Tulip trees have a category-busting wood structure unlike anything scientists have seen before. Although more research is needed, this could enable them to store carbon more efficiently than other species, which might come in very useful.
Tulips do not of course grow on trees, although during the infamous mania someone might have spread claims they do. However, the two surviving members of the ancient Liriodendron genus are known as the tulip tree and Chinese tulip tree and can grow to 30 meters (100 feet) high.
Dr Jan Łyczakowski of Jagiellonian University led a team that put tulip tree wood under low temperature scanning electron microscope so they could study it in close to its natural state. They found the trees’ nanostructure was unlike anything seen before. Trees’ secondary cell walls contain long parallel fibers arranged in layers known as macrofibrils, which are primarily made of smaller cellulose fibers. They provide most of the bulk and strength of wood, growing after the thin and flexible primary cell walls, and make up the largest single store of carbon among organisms, living and dead.
“We show Liriodendrons have an intermediate macrofibril structure that is significantly different from the structure of either softwood or hardwood. Liriodendrons diverged from Magnolia Trees around 30-50 million years ago, which coincided with a rapid reduction in atmospheric CO2. This might help explain why Tulip Trees are highly effective at carbon storage,” Łyczakowski said in a statement.

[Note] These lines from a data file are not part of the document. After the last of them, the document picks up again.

PR #11722, opened 2022-01-24
refactor(scripts): removing old unused scripts

clouserw:
Because:

* `gh-pages.sh` and `upload-assets-to-cdn.sh` are no longer used

This commit:

* removes them.  Once this lands I will update the documentation as
well.


chenba:
huh?  How do we upload to the CDN now?

chenba (approved):

PR #11733, opened 2022-01-25
chore(scripts): Add 'other' assets directory to upload script

### LINKED ISSUE #4478: Firefox account requests two factor authentication or recovery  key even if they have been disabled or revoked [bz1621175]
From https://bugzilla.mozilla.org/show_bug.cgi?id=1621175

User Agent: Mozilla/5.0 (Windows NT 6.1; Win64; x64) AppleWebKit/537.36 (KHTML, like Gecko) Chrome/80.0.3987.132 Safari/537.36

Steps to reproduce:

I disabled the two factors authentication and revoked the recovery key the last time I signed according to the following information:
https://support.mozilla.org/en-US/kb/changing-your-two-step-authentication-device-firefox-account
https://support.mozilla.org/en-US/kb/reset-your-firefox-account-password-recovery-keys

Actual results:

Firefox sync account requests two factor authentication or recovery key even if they have been removed.

I cannot access to my account because I deleted also the two factor authentication and recovery key. I only can change the password.

Expected results:

Firefox sync account let me sign without two step authentication and recovery key or let me delete the account and create a new with the same email that previously I used.

┆Issue is synchronized with this [Jira Task](https://jira.mozilla.com/browse/FXA-1331)
┆Issue Number: FXA-1331

clouserw:
Because:

* the /other/ directory doesn't get uploaded for some reason

This commit:

* adds it to the upload script

Closes #4478

-------------------

Looking for a review from @dlactin or @jbuck .  I noticed the original script was specifically *excluding* the other directory, so, aside from a review for if this will work or not, I want to make sure this is what we want.  Lastly, I noticed it's supposed to be sending a notice to the slack channel, but I'm not sure I've ever seen that notice -- is that hooked up properly?

### DIFF
--- a/.github/workflows/upload-assets-to-cdn.yml
+++ b/.github/workflows/upload-assets-to-cdn.yml
@@ -11,7 +11,6 @@ on:
       - main
     paths:
       - 'assets/**/'
-      - '!assets/other/**'
 
 jobs:
   Upload-assets-to-CDN:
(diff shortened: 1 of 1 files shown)


jbuck (approved):

jbuck:
> Lastly, I noticed it's supposed to be sending a notice to the slack channel, but I'm not sure I've ever seen that notice -- is that hooked up properly?

Lets find out when we merge this PR

dlactin (approved):

chenba (approved):

Issue #11313, opened 2021-12-13
Add frontend screens login screens


data-sync-user:
From [https://docs.google.com/document/d/1pFzugkDOIR6eoXrBCx9FWWJhfnxFgWnRtk2mWFOp8DQ/edit](https://docs.google.com/document/d/1pFzugkDOIR6eoXrBCx9FWWJhfnxFgWnRtk2mWFOp8DQ/edit|smart-link) we will need to modify our sign-in page to show the `Continue with Google` button.

Old approach 
1. Load the Google auth script [https://apis.google.com/js/api:client.js](https://apis.google.com/js/api:client.js)
  1. I’m thinking dynamically loading the library in mixin when the user is part of the experiment or if pocket client is loaded
1. In our signin mixin we can initialize and complete signin if the user chooses this option
1. After authenticating we will get an ID token and verify it on our backend (TBD on endpoint name)
1. Upon successful validation, we will redirect the user to their intended service

New approach
- Use Google oauth api to get a code and then have FxA server exchange it for and access token
  - Adds a new page for the oauth redirect
  - Stores oauth query params in local storage so that we continue login
- Create a mixin to handle all oauth related calls
- Redirect the user back to the RP after succesful verification

┆Issue is synchronized with this [Jira Task](https://mozilla-hub.atlassian.net/browse/FXA-4307)

PR #11743, opened 2022-01-25
feat(google): Add Google auth front end screens

vbudhram:
## Because

- This allows the user to log into FxA with a Google account
- By default this is disabled on the frontend

## This pull request

- Adds frontend screens
- Uses Google oauth api directly instead of loading their library
- Shuffles around backend routes to use `/linked_accounts` path

Closes: https://github.com/mozilla/fxa/issues/11313

## Screenshots (Optional)

This UX is based on the login page from Pocket

Screen Shot 2022-01-25 at 10 58 04 AM


packages/fxa-content-server/app/scripts/templates/index.mustache
```diff
@@ -29,6 +29,8 @@
         <button id="submit-btn" type="submit">{{#t}}Continue{{/t}}</button>
       </div>
     </form>
+    {{{ unsafeThirdPartyAuthHTML }}}
```
vbudhram, line 32: Commenting this out would disable the `Continue with Google` button

packages/fxa-auth-server/lib/routes/account.ts
```diff
@@ -1816,20 +1734,6 @@ export const accountRoutes = (
       },
       handler: (request: AuthRequest) => accountHandler.login(request),
     },
-    {
-      method: 'POST',
-      path: '/account/login/third_party',
```
vbudhram, line 1821: This was moved to own route file `linked-accounts`

packages/fxa-content-server/app/scripts/views/post_verify/third_party_auth/callback.js
```diff
@@ -0,0 +1,20 @@
...
+
+import BaseView from '../../base';
+import Template from '../../../templates/post_verify/third_party_auth/callback.mustache';
+import GoogleAuthMixin from '../../mixins/google-auth-mixin';
+import Cocktail from 'cocktail';
+
+class ThirdPartyAuthCallback extends BaseView {
+  template = Template;
+
+  async afterVisible() {
```
vbudhram, line 13: While this file is pretty sparse, it will be instrumented with metrics in some follow up issues.

packages/fxa-content-server/app/scripts/lib/fxa-client.js
```diff
@@ -1431,6 +1431,14 @@ FxaClientWrapper.prototype = {
       return getUpdatedSessionData(email, relier, accountData);
     });
   }),
+
+  verifyAccountThirdParty: withClient((client, relier, token, provider) => {
```
dannycoates, line 1435: nit: We've always been comically inconsistent between "login" and "signin", but I think one of those would be better than "verify" in names throughout here. Maybe also in the route name `/linked_account/login`

dannycoates (approved):
this looks great @vbudhram 🎉

Issue #11759, opened 2022-01-26
[intermittent] “Welcome to Mozilla VPN: Please set your password” email has some strings colored in purple


data-sync-user:
**Affected FxA versions:**

* 1.224.1;

**Prerequisites:**

* Be in a country where Mozilla VPN is available;
* Have no FxA account;
* Be on the Set up your Subscription page;

**Steps to reproduce:**

1. Subscribe to Mozilla VPN while using valid credentials for the country you are in;
1. Open your email client;
1. Open the “Welcome to Mozilla VPN: Please set your password” email;
1. Observe the content of the email;

**Expected result:**

* The content of the email has no display issues and is displayed in black;

**Actual result:**

* “Charged” and “Next Invoice” strings are purple; 

**Notes:**

* Reproducible regardless of the payment method and price plan;
* See the attached screenshots;

┆Issue is synchronized with this [Jira Bug](https://mozilla-hub.atlassian.net/browse/FXA-4494)
┆Attachments: <a href="https://mozilla-hub.atlassian.net/secure/attachment/19829/Screen+Shot+2022-01-26+at+1.16.59+PM.png">Screen Shot 2022-01-26 at 1.16.59 PM.png</a> | <a href="https://mozilla-hub.atlassian.net/secure/attachment/19789/Screen+Shot+2022-01-26+at+12.54.06.png">Screen Shot 2022-01-26 at 12.54.06.png</a> | <a href="https://mozilla-hub.atlassian.net/secure/attachment/19790/Screen+Shot+2022-01-26+at+12.55.11.png">Screen Shot 2022-01-26 at 12.55.11.png</a>

data-sync-user:
➤ Lisa Chan commented:

Bianca Hidecuti I tried to reproduce the results, but the strings are not purple (see screenshot). Can you please let us know what email client you are using? Thank you!

!Screen Shot 2022-01-26 at 1.16.59 PM.png|width=955,height=1126!

data-sync-user:
➤ Bianca Hidecuti commented:

Lisa Chan I am using Gmail email client.

data-sync-user:
➤ Lisa Chan commented:

Bianca Hidecuti I used Gmail as well and I am still unable to reproduce this,  but we are going to revise the stylesheet to have the font color of the list items match the rest of the text. 

We are planning to land this fix in 224.2, if this bug still appears when it is re-tested, can you please inspect the element for us and include the DOM/styles within the screenshot? Thank you! 🙂

[...]

PR #11769, opened 2022-01-27
fix(auth-server): `subscriptionAccountFinishSetup` email has strings in purple

xlisachan:
While I unable to reproduce the bug within the issue, the revised stylesheet sets the font color of `li` items to match the rest of the `div`.

Closes: #11759

## Checklist

## Screenshots (Optional)
Old
Screen Shot 2022-01-26 at 12 54 06

Current
Screen Shot 2022-01-27 at 9 58 36 AM

### DIFF
--- a/packages/fxa-auth-server/lib/senders/emails/layouts/subscription/index.scss
+++ b/packages/fxa-auth-server/lib/senders/emails/layouts/subscription/index.scss
@@ -28,6 +28,11 @@
   @extend .mb-6;
 }
 
+// NOTE: some list items appeared purple in stage
+.text-body li {
+  color: global.$grey-500 !important;
+}
+
 .text-body-no-bottom-margin div {
   @extend %text-body-common;
   @extend .mb-0;


LZoog:
@xlisachan did you check this in Gmail since QA got back to you and stated the client was in Gmail, and you're still unable to reproduce?

I don't mind merging this much since it's a very small change, but it feels weird that we can't repro. 🤔

packages/fxa-auth-server/lib/senders/emails/layouts/subscription/index.scss
```diff
@@ -28,6 +28,10 @@
   @extend .mb-6;
 }
 
+.text-body li {
```
LZoog, line 31: We could add a comment above this with a short reason why we need it. Otherwise someone might remove this later because they don't see any visual difference.

LZoog (approved):

xlisachan:
Confirming that I checked this in Gmail and was unable to reproduce it. :/

LZoog:
> Confirming that I checked this in Gmail and was unable to reproduce it. :/

I would say definitely have QA retest this when we merge it to confirm it's fixed. If it's not, we should remove the code and possibly have them inspect the element for us and take a screenshot of the DOM/styles applied so we can see what's going on.

PR #11774, opened 2022-01-27
chore(repo): set fxa-devs to own all things

chenba:
Because:
 - we shouldn't depend on humans to remember to request a PR review from
   mozilla/fxa-devs

This commit:
 - update and move CODEOWNERS so that mozilla/fxa-devs is the owner of
   the entire repo


dannycoates (approved):
Let's try it 👍

PR #11787, opened 2022-01-28
fix(subscriptions): match expandable resource type to Stripe obj type list

chenba:
Because:
 - a mismatch between two Stripe type lists led to false negatives on
   resource expansion

This commit:
 - update the valid expand resource types to base on the Stripe object
   to types map


StaberindeZA (approved):
LGTM. TY

PR #11790, opened 2022-01-28
feat(config): Add options for connection pool limit & queue limit

jbuck:
## Because

- We want to increase the mysql connection limit

## This pull request

- Adds an option to configure the mysql connection limit (and the queue limit just in case)

Closes: # (issue number)

## Checklist

## Screenshots (Optional)

### DIFF
--- a/packages/fxa-profile-server/lib/config.js
+++ b/packages/fxa-profile-server/lib/config.js
@@ -186,6 +186,14 @@ const conf = convict({
       default: '3306',
       env: 'MYSQL_PORT',
     },
+    connectionLimit: {
+      default: 10,
+      env: 'MYSQL_CONNECTION_LIMIT',
+    },
+    queueLimit: {
+      default: 0,
+      env: 'MYSQL_QUEUE_LIMIT',
+    },
   },
   oauth: {
     url: {


packages/fxa-profile-server/lib/config.js
```diff
@@ -186,6 +186,14 @@ const conf = convict({
...
       env: 'MYSQL_PORT',
     },
+    connectionLimit: {
+      default: 10,
+      env: 'MYSQL_CONNECTION_LIMIT',
+    },
+    queueLimit: {
+      default: 0,
+      env: 'MYSQL_QUEUE_LIMIT',
+    },
```
chenba, line 196: I don't think these are used anywhere in the profile server?  Not sure how this patch is going affect the service when these values aren't used.  😕

jbuck: They should get passed all the way into https://github.com/mozilla/fxa/blob/main/packages/fxa-profile-server/lib/db/mysql/index.js#L29 right?

chenba: Never mind.  The entire `mysql` config object is passed so searching for these individual configs won't turn up anything.

chenba (approved):

PR #5461, opened 2017-08-04
doc: Update Icinga repository release rpm location

lazyfrosch:
Also see:
* https://packages.icinga.com/epel/
* https://packages.icinga.com/fedora/


dnsmichi:
- [x] backported.

PR #5466, opened 2017-08-07
DB IDO: Fix host's unreachable state in history tables

### LINKED ISSUE #5405: IDO statehistory table does not show hosts going to "UNREACHABLE" state.
If a host goes into an "unreachable" state, due to a problem host check and a down parent host as defined by a Dependency, the "state" in the statehistory table of IDO will not be set to "2" as is suggested in the IDO Database model documentation ( https://docs.icinga.com/latest/en/db_model.html#dbm_statehistory ).  The state in the hoststatus table is set at 2...but the history does not log the event as a change to "unreachable".

## Expected Behavior

The change to state "UNREACHABLE" for a host should get logged to the statehistory table with the state field set to "2".

## Current Behavior

The state is logged as "1" == DOWN, and if the host was already down, nothing is logged to statehistory.

1. Create two hosts in monitoring, and a Dependency object with one host being depended on by another.

2. Take both hosts down (or simulate this).

3. check records in statehistory table in Icinga IDO for the child host...the record corresponding to the "DOWN" event will have state: 1 

4. check record in hoststatus table .... current_state there will be correctly shown as "2"

## Context

This will affect availability reporting that uses the statehistory table where it is desired to differentiate between a host being down and a host being unreachable.

## Your Environment

2.6.3
Centos 7.3

dnsmichi:
fixes #5405

### DIFF
--- a/lib/db_ido/dbevents.cpp
+++ b/lib/db_ido/dbevents.cpp
@@ -760,7 +760,6 @@ void DbEvents::AddAcknowledgementHistory(const Checkable::Ptr& checkable, const 
 	fields1->Set("entry_time_usec", time_bag.second);
 	fields1->Set("acknowledgement_type", type);
 	fields1->Set("object_id", checkable);
-	fields1->Set("state", service ? static_cast<int>(service->GetState()) : static_cast<int>(host->GetState()));
 	fields1->Set("author_name", author);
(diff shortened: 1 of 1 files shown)


dnsmichi:
- [x] backported.

PR #5468, opened 2017-08-07
Make notification mails more readable. Remove redundancy and cruft.

cycloon:
I tried to make Icinga's notification mails more readable, especially on mobile devices. Would be glad, if you could incorporate the changes:
- remove the Icinga 2 name.
- remove cruft around the primary status message
- do not precede URL with anything, it speaks for itself
- remove display names from table, as they are also in the subject and in the primary status message

### DIFF
--- a/etc/icinga2/scripts/mail-host-notification.sh
+++ b/etc/icinga2/scripts/mail-host-notification.sh
@@ -93,14 +93,14 @@ SUBJECT="[$NOTIFICATIONTYPE] Host $HOSTDISPLAYNAME is $HOSTSTATE!"
 
 ## Build the notification message
 NOTIFICATION_MESSAGE=`cat << EOF
-***** Icinga 2 Host Monitoring on $HOSTNAME *****
+***** Host Monitoring on $HOSTNAME *****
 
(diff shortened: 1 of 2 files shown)


dnsmichi:
Thanks. Opinions on layout and design always differ, and therefore these scripts are located in /etc/icinga2/scripts where user can modify them. Package updates won't override local user changes.

Imho we should leave the notification scripts as is for now. Waiting for others to comment.

dnsmichi:
Been thinking about it for a while. Since we probably need to incorporate more changes for making HOSTADDRESS optional in #5474 it would be worthwhile to remove redundant details. Thanks for the pointer, I'll review the changes.

dnsmichi:
Short note for future PRs: Please use a specific branch in your forked repository to commit changes for PRs. I will force push your master remotely via this PR now.

dnsmichi:
https://www.icinga.com/2017/08/23/advisory-for-icinga-2-v2-7-update-and-mail-notification-scripts/

cycloon:
Oh I missed this. Great, and thank you for reconsidering.

PR #5474, opened 2017-08-08
Notification scripts - make HOSTADDRESS optional

pv2b:
Hi.

Ever since the new notification scripts, you have my mail notifications have been broken for hosts that do not have an IPv4 address set.

There's no reason that an IPv4 address should be mandatory in for host notifications, so I made them optional.


dnsmichi:
LGTM 👍 

@Crunsher your comments on the PR?

pv2b:
Added a small cosmetic fix to the branch. Sorry for the noisy commits and the bad commit messages, but I'm sure you'll just squash all this together into one commit when you merge. :-)

Crunsher:
I have nothing further to add, I cleaned up the commit history and would merge it like it is

dnsmichi:
One thing to add: The notification commands put the arguments into `require = true` afaik. 

```
    "-4" = {
      required = true
      value = "$notification_address$"
    }
```

pv2b:
Good catch, @dnsmichi.

I've committed that as well onto my branch.

dnsmichi:
I think you are using the old notification commands? The NotificationCommand with `arguments` and `require = true` will log a warning upon execution. I will test-drive the patch though soon to see if this works out :)

dnsmichi:
Note to self: Add the old 2.6 commands as commented alternative inside the config.

dnsmichi:
Note: The documentation tables require updates too. So I'll have to rebase the PR anyways.

dnsmichi:
Thanks again 👍

dnsmichi:
https://www.icinga.com/2017/08/23/advisory-for-icinga-2-v2-7-update-and-mail-notification-scripts/

PR #5476, opened 2017-08-08
Docs: Fix ITL chapter TOC; add introduction with mini TOC

### LINKED ISSUE #5428: "Plugin Check Commands" section inside ITL docs needs adjustments
Right now it is basically `<h1>` and therefore missing in the right TOC.

screen shot 2017-07-24 at 09 32 48

We should either move it one level down, or make it a dedicated chapter on its own. I prefer to reorganize the structure a bit, which includes `<itl>`, `<plugins>`, etc. similar to the icinga2.conf includes.

dnsmichi:
fixes #5428


dnsmichi:
- [x] backported.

Hardwood trees have small macrofibrils, and the team think the tulip trees' larger structure might be why they can grow faster than hardwoods. Łyczakowski noted that both tulip trees have already been recognized as efficient carbon absorbers. For the trees, this would have been a useful trait when carbon dioxide was in short supply, but from our perspective it could be attractive for the opposite reason. “Some east Asian countries are already using Liriodendron plantations to efficiently lock in carbon, and we now think this might be related to its novel wood structure,” Łyczakowski said.
Locking carbon in wood has limitations when trees burn or die of old age, particularly if they’re not part of a sustainable forest, which usually requires mixed species. However, even a temporary carbon soak that gives us time to work out longer term solutions has appeal.
Łyczakowski thinks the significance of the work extends beyond two tree species that survived on opposite sides of the Pacific Ocean when the rest of their genus died out. “Despite its importance, we know little about how the structure of wood evolves and adapts to the external environment,” he said. For this reason, he collaborated with Cambridge University Botanic Garden on a survey of the wood structure of 33 species, which the authors think is the largest of its type ever conducted.
“We made some key new discoveries in this survey – an entirely novel form of wood ultrastructure never observed before and a family of gymnosperms with angiosperm-like hardwood instead of the typical gymnosperm softwood,” Łyczakowski said in reference to two gnetophyte species. Although not related to hardwoods, by convergent evolution the gnetophytes the have found a similar small macrofibril structure best suits their environmental niche. Liriodendrons and gnetophytes aside, all the hardwoods studied had macrofibrils with similar diameters, about half those of softwoods.
The study is published in the wonderfully named journal New Phytologist.